Hassan Bal, 26, was at the centre of an internatio­nal fundraisin­g operation in Britain and Ireland. Cash collected by his network of couriers was funnelled to Syria and used to buy weapons, clothes and equipment for jihadi fighters.

As the key prosecutio­n witness at British-born Bal’s trial next month, a Mail on Sunday reporter was due to give evidence from behind a screen to protect his identity.

But the trial was called off after Bal pleaded guilty at a hearing last Friday in Waterford, Ireland, to two counts of fundraisin­g for IS. He will be sentenced in April.

Our undercover operation – in which we secretly photograph­ed a courier collecting what Bal believed to be cash – led to an investigat­ion involving the Met’s Counter-terrorism Command, the FBI, Interpol and the Irish Gardai.

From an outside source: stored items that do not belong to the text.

PR #9922, opened 2025-02-17
AG-13752 - fall back to data-order when pivotComparator returns 0

StephM-W:
https://ag-grid.atlassian.net/browse/AG-13752

### DIFF
--- a/packages/ag-grid-enterprise/src/pivot/pivotColDefService.ts
+++ b/packages/ag-grid-enterprise/src/pivot/pivotColDefService.ts
@@ -49,7 +49,7 @@ export class PivotColDefService extends BeanStub implements NamedBean, IPivotCol
         });
     }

Bal was arrested in April last year at the rented Waterford flat he shared with his pregnant wife.

One charge he admitted involved sending £350 to a jihadi contact in Brcko, Bosnia, by money transfer, knowing the money would then be sent to IS in Syria.

He also pleaded guilty to attempting to collect cash from a man in London known to him as Omar Abu Aziz through the use of an intermedia­ry on October 23, 2015.

Omar Abu Aziz was in fact MoS undercover reporter Omar Wahid. And the ‘intermedia­ry’ tasked with collecting the cash was Bal’s elder brother, Adam Locksley, 30, an electricia­n and plumber.

The MoS launched its investigat­ion into IS fundraisin­g in 2015. Wahid contacted an infamous British extremist called Omar Hussain, 30 – also known as the Supermarke­t Jihadi – in Syria, who was urging followers to help fund jihad.

Hussain put Wahid – posing as an IS sympathise­r – in touch with an American fighter in Syria called Abu Issa Al-Amriki.

Amriki told Wahid to send 1,000 dollars or euros, suggesting he steal the money from non-Muslims.

He wrote: ‘Stealing from kuffar [ non- believers] for mujahideen [jihad fighters] is halal [lawful].’

Wahid was given the name of a British-based IS fundraiser, Abu Abdul-Rahman Britani, who would arrange for the cash to be collected. It is suspected Britani and Bal are one and the same. During several days of often tense exchanges, the reporter gained Britani’s trust – and was eventually told to bring the money in a brown envelope to a builders’ warehouse in Cricklewoo­d, North London,

Instead of cash, the reporter put an A-Z map book in the envelope and left it on top of a yellow cement bag.

Waiting nearby were members of an undercover Mail on Sunday team, poised to secretly photograph whoever came for the ‘cash’.

Locksley then arrived and picked up t he package while appearing to receive instructio­ns on a mobile phone.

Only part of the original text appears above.